Collected data entries
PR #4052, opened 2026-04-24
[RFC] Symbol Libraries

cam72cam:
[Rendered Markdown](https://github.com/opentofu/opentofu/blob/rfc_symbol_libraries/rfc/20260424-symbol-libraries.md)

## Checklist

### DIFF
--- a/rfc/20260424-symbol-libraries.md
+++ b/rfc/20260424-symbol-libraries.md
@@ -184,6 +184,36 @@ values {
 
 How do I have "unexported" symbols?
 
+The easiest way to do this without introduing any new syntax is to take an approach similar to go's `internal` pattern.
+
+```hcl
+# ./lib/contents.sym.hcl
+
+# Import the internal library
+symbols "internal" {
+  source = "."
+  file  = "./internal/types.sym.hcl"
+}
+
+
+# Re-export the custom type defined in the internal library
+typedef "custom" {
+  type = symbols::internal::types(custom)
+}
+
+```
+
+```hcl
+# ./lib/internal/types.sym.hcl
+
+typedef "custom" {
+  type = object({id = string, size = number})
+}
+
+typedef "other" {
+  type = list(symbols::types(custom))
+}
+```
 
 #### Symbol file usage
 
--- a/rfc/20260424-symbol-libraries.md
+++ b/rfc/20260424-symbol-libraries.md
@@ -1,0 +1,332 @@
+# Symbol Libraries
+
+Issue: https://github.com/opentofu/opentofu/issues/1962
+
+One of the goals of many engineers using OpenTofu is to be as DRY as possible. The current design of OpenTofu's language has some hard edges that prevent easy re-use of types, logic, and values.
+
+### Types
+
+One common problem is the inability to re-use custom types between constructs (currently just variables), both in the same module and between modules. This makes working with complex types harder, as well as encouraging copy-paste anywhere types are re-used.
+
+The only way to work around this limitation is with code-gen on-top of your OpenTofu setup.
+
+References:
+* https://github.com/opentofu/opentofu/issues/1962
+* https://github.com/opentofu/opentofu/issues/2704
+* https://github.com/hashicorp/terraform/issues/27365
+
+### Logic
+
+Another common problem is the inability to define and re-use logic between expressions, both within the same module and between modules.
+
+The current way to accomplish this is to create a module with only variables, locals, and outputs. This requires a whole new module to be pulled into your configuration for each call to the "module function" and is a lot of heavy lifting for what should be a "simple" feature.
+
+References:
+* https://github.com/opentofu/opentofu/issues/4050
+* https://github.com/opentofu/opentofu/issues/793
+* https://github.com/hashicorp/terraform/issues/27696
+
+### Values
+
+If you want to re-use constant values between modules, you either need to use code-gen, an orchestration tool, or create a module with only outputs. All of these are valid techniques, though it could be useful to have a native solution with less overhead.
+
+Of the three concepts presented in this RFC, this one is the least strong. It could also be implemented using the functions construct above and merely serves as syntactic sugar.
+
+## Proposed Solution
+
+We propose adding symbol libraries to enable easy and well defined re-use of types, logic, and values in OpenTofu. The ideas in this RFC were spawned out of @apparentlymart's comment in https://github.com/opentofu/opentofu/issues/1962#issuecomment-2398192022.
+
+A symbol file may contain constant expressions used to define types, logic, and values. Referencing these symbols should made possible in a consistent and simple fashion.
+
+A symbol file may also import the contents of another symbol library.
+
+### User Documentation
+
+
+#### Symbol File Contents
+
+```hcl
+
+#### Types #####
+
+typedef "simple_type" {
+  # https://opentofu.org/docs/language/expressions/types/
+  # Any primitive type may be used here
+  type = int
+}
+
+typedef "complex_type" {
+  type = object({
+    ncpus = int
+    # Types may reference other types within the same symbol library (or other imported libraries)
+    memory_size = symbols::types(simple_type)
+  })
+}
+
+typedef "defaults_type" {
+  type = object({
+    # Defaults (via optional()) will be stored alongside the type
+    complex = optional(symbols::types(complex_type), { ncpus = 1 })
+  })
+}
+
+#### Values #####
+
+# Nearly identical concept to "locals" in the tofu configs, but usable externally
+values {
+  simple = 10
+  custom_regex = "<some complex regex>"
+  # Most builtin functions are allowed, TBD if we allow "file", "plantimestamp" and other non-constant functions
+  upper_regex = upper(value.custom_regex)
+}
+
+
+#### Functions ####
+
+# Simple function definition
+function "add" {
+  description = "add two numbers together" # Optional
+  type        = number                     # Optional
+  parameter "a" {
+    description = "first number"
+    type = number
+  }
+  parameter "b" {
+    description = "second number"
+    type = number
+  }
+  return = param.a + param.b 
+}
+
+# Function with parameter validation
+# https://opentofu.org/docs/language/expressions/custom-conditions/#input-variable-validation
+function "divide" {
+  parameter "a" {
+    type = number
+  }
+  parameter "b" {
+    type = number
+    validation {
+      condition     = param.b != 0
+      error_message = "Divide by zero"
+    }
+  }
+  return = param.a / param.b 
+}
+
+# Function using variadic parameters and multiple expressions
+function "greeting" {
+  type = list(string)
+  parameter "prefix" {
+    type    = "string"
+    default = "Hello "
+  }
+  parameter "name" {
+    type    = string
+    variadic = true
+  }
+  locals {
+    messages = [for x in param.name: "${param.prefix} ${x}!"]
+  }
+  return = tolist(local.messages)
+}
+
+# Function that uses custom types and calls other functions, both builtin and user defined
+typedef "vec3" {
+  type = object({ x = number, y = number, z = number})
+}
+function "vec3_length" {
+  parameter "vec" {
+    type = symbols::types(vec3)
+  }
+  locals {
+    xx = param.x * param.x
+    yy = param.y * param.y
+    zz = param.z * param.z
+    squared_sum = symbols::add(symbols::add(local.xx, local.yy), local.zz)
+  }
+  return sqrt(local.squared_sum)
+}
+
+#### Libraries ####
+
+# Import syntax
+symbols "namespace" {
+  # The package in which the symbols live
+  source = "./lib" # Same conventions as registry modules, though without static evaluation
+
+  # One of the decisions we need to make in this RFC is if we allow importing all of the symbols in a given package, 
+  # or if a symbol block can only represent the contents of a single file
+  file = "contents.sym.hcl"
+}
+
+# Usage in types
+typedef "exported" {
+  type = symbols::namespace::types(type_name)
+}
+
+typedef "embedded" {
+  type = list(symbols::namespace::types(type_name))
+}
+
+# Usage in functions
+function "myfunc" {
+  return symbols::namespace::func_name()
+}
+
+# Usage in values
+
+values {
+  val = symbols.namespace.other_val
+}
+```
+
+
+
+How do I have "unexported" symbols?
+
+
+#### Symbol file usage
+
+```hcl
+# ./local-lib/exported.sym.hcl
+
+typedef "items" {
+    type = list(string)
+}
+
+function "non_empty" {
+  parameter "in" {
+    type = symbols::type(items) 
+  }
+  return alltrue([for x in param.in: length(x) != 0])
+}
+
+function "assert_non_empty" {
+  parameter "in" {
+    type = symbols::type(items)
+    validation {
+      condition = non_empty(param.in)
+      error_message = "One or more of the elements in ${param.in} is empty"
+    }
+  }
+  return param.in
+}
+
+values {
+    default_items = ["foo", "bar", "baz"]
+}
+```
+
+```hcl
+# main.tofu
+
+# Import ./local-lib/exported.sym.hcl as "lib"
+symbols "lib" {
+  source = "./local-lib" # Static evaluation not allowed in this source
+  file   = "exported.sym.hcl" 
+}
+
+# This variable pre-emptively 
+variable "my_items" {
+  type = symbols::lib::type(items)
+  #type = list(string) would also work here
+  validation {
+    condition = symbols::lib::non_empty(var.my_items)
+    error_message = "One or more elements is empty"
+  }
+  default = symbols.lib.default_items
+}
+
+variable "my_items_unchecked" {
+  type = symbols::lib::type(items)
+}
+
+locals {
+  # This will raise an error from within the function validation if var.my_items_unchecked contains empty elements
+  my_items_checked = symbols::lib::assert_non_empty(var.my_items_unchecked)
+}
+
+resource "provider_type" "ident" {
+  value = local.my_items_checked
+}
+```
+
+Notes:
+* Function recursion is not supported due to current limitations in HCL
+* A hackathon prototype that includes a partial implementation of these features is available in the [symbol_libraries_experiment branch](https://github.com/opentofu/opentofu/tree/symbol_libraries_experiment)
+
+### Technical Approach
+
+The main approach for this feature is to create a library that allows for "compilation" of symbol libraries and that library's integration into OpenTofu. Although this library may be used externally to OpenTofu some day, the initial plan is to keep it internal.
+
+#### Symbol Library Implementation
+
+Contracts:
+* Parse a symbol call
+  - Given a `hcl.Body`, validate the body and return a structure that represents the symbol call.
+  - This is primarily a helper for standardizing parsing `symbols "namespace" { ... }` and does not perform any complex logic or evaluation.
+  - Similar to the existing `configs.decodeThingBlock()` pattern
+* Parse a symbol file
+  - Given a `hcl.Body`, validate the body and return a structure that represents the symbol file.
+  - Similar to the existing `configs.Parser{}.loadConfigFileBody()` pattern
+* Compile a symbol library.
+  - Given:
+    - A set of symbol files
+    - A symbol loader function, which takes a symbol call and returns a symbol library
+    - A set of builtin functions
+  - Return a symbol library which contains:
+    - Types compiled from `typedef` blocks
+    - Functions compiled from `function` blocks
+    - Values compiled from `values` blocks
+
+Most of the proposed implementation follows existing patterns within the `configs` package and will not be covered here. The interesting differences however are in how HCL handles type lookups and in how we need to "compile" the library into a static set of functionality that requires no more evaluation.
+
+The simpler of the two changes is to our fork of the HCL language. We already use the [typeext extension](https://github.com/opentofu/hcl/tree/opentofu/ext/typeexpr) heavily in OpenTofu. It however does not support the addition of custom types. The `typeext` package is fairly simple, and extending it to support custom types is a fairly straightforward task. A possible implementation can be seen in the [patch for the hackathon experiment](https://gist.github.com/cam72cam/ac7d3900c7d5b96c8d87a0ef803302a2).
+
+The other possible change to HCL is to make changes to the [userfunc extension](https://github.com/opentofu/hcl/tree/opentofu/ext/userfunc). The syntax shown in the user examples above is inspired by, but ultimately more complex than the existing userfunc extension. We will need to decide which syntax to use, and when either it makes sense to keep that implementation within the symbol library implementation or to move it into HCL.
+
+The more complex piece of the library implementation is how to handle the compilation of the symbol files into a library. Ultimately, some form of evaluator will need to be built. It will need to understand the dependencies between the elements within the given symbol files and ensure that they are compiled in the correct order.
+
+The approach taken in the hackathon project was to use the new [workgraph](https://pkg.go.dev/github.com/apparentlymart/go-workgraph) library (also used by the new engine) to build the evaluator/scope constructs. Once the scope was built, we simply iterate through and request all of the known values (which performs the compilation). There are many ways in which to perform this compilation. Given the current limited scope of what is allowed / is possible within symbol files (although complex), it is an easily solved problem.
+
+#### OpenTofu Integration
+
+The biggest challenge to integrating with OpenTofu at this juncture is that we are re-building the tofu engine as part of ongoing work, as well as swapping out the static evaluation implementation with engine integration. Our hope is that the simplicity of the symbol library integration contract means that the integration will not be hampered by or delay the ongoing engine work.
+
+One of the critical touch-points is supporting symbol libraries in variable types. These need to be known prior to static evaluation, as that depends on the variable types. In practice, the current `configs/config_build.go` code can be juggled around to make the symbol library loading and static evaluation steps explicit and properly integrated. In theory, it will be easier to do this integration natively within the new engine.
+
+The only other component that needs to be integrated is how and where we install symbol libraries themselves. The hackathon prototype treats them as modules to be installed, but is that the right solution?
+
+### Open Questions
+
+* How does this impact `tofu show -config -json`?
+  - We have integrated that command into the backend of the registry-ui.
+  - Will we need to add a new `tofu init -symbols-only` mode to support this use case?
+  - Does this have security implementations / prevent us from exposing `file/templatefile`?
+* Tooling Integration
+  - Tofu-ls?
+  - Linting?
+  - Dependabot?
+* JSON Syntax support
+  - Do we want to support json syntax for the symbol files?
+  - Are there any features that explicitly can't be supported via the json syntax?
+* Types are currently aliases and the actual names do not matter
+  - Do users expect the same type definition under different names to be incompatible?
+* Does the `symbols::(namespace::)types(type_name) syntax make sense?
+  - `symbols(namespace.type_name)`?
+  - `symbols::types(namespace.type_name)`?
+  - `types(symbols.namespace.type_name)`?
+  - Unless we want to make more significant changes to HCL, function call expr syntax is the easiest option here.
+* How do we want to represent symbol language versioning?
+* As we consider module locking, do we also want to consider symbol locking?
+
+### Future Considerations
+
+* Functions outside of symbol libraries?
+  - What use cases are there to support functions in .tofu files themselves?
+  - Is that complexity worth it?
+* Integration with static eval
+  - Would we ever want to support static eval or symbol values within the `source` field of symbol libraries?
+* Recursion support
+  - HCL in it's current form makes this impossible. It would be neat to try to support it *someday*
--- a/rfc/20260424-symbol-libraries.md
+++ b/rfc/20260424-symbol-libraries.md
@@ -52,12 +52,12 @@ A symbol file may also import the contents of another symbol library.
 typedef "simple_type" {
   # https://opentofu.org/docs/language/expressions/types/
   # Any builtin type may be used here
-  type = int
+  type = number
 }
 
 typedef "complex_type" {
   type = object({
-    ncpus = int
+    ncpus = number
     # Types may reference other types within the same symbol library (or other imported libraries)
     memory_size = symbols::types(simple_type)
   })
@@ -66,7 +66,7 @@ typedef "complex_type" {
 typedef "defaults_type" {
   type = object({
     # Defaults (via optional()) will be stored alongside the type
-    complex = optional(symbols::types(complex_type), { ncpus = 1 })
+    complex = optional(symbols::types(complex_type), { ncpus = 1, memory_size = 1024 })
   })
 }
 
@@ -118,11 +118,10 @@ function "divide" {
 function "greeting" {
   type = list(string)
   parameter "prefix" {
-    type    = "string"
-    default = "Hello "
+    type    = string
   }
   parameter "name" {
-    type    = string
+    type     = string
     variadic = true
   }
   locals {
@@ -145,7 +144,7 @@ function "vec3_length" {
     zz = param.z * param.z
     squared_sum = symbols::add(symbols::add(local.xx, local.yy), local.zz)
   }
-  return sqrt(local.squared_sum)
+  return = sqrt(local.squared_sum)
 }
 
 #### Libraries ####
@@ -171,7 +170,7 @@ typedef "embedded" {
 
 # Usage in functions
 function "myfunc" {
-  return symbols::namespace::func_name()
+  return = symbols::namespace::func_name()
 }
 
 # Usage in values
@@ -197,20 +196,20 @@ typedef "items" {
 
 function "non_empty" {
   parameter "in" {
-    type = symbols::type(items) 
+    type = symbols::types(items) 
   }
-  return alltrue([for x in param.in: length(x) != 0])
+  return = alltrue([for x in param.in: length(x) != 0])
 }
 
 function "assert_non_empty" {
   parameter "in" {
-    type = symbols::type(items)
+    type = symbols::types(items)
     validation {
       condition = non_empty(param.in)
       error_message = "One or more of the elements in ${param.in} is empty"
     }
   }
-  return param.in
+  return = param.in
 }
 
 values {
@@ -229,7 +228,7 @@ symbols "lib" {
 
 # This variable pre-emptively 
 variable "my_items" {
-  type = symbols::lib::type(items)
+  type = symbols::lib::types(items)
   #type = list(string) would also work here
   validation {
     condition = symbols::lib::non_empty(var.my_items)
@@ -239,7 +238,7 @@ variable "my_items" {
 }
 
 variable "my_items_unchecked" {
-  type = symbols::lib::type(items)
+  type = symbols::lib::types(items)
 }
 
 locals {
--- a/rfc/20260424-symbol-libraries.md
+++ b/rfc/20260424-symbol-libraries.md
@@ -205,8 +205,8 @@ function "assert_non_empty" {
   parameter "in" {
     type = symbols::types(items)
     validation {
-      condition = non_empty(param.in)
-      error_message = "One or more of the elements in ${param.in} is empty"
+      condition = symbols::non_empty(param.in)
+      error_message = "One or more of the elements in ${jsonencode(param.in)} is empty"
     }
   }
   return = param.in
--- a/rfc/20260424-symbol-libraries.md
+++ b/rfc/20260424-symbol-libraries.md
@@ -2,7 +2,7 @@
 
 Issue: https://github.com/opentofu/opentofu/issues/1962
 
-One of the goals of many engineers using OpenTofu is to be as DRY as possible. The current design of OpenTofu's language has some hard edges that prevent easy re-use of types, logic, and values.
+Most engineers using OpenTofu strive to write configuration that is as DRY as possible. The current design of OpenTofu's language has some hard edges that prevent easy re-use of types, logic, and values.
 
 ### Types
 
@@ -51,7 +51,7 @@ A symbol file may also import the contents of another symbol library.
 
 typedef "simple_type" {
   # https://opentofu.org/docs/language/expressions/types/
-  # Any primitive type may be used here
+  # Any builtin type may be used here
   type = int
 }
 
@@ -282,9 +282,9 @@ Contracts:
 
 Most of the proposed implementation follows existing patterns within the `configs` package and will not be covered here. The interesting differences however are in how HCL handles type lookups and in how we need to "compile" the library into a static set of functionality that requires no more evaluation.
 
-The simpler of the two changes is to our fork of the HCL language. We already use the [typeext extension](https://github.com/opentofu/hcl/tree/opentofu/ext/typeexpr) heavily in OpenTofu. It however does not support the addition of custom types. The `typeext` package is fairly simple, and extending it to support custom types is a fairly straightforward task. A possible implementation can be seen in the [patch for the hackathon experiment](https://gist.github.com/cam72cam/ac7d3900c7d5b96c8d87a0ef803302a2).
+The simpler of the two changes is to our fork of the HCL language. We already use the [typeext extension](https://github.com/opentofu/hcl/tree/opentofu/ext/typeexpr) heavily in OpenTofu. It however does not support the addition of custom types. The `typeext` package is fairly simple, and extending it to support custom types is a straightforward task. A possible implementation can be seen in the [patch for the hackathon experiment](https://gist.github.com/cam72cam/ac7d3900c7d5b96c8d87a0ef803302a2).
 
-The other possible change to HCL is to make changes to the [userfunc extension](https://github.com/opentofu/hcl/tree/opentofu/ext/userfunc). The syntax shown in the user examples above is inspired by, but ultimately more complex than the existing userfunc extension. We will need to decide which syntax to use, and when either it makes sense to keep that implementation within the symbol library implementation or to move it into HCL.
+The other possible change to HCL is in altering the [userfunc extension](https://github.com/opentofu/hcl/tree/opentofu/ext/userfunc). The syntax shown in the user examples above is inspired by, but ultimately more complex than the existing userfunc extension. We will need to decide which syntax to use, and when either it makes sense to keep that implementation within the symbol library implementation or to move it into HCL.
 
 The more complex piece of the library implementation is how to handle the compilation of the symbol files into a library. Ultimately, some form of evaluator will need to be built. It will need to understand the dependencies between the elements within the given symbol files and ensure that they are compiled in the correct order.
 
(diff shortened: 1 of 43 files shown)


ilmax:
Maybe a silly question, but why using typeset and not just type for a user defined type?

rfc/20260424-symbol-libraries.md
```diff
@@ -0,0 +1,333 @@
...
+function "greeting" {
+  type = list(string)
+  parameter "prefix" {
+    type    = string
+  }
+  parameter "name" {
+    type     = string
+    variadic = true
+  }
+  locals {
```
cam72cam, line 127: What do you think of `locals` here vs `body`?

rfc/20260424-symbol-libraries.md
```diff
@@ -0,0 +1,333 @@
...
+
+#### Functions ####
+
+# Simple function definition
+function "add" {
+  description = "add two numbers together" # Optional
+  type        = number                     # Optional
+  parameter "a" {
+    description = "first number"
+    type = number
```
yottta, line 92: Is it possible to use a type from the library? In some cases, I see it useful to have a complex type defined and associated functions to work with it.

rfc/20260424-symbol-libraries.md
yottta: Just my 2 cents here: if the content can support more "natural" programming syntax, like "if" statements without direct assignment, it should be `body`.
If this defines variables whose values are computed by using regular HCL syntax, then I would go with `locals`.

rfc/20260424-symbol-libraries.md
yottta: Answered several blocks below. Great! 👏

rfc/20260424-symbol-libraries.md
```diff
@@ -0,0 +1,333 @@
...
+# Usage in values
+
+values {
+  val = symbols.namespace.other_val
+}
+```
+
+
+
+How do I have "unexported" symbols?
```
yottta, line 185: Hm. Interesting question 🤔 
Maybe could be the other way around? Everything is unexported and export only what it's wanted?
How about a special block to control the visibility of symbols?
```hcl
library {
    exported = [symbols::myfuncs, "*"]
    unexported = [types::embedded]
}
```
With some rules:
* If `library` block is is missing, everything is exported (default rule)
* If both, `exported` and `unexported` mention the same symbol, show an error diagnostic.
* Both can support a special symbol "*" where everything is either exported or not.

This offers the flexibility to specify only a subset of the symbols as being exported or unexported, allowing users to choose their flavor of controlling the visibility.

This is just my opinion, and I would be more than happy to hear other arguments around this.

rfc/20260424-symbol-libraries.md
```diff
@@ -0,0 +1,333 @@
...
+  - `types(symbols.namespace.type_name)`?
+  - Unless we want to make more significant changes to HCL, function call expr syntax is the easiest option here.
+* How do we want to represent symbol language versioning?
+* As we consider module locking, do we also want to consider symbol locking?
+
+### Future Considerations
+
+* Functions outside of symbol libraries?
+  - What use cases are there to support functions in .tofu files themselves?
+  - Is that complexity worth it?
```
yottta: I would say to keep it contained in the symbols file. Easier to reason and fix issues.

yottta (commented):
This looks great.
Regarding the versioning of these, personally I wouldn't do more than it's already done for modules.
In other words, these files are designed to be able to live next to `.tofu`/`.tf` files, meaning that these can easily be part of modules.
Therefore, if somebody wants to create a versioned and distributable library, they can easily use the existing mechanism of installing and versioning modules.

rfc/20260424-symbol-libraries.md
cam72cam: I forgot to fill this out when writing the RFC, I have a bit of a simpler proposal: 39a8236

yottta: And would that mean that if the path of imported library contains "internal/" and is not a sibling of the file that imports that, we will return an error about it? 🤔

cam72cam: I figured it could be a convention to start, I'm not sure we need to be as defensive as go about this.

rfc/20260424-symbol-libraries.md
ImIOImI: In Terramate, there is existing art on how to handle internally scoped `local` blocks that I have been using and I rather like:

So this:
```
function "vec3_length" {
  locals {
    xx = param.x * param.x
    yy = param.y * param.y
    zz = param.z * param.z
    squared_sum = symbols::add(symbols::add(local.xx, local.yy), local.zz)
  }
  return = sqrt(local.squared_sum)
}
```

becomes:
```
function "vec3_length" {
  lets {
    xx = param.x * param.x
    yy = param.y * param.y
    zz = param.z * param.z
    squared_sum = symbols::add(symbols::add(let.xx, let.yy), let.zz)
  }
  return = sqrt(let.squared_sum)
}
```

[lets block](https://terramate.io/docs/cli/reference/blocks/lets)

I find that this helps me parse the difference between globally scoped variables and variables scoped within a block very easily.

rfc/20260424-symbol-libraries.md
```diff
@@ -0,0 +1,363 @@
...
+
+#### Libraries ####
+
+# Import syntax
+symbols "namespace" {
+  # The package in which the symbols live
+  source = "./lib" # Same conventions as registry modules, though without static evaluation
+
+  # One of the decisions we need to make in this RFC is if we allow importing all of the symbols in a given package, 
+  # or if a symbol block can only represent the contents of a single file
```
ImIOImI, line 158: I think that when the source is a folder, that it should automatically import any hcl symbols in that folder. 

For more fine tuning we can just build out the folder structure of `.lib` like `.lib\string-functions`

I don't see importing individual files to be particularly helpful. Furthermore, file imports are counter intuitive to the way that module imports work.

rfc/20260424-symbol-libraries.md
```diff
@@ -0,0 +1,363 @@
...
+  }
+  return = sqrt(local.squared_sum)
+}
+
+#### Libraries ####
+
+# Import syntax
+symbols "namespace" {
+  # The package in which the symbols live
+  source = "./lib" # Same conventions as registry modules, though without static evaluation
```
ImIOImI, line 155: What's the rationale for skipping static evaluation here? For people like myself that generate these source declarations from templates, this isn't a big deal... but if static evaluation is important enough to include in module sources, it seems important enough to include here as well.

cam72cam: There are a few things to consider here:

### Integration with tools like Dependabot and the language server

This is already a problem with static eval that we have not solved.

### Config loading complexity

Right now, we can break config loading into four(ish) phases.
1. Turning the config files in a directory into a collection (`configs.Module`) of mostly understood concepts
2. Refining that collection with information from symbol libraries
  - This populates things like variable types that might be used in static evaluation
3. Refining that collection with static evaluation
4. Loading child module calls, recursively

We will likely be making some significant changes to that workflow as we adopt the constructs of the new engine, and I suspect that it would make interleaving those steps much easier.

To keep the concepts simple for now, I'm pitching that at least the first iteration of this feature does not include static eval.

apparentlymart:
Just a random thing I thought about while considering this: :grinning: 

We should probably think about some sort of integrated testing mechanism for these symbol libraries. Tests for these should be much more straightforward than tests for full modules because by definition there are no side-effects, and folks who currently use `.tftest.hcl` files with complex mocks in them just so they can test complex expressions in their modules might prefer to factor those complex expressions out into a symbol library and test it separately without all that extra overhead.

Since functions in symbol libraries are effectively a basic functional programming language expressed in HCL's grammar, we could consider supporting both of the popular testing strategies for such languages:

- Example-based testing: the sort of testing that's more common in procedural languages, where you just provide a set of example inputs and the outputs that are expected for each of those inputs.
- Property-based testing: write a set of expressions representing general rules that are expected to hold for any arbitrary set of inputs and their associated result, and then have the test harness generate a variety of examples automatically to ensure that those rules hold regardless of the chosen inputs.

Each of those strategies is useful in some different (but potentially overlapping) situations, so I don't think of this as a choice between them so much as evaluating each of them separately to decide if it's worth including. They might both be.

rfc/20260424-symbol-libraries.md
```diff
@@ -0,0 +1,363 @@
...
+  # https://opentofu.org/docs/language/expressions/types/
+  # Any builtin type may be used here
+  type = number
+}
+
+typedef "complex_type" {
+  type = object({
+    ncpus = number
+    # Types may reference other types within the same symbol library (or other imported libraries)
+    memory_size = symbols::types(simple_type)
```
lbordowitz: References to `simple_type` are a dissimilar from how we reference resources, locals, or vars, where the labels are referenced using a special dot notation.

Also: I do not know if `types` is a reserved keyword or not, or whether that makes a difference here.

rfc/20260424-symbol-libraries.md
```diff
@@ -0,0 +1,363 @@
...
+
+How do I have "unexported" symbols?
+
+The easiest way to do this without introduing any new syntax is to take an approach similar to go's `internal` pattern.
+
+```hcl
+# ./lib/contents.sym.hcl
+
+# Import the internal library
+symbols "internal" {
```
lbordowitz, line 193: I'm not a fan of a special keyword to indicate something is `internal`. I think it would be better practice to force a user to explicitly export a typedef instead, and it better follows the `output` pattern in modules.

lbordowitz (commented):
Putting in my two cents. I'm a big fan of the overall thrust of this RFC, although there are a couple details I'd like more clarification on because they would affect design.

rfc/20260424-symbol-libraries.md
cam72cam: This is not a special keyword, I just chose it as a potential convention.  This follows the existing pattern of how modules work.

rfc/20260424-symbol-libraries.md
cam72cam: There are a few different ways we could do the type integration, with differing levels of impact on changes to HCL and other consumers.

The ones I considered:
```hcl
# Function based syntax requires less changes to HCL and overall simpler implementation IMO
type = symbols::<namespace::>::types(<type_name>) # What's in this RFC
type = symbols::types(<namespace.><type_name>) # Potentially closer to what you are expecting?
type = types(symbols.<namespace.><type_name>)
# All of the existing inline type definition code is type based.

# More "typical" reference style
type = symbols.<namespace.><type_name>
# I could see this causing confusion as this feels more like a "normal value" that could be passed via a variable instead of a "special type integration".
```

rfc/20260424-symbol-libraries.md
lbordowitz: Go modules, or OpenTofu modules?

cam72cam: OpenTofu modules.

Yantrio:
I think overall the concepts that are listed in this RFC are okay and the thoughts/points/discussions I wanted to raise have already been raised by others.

◆ Task objective: Each line in the records that carries "messages" must be copied out.

◆ Reply to the task:
+    messages = [for x in param.name: "${param.prefix} ${x}!"]
+  return = tolist(local.messages)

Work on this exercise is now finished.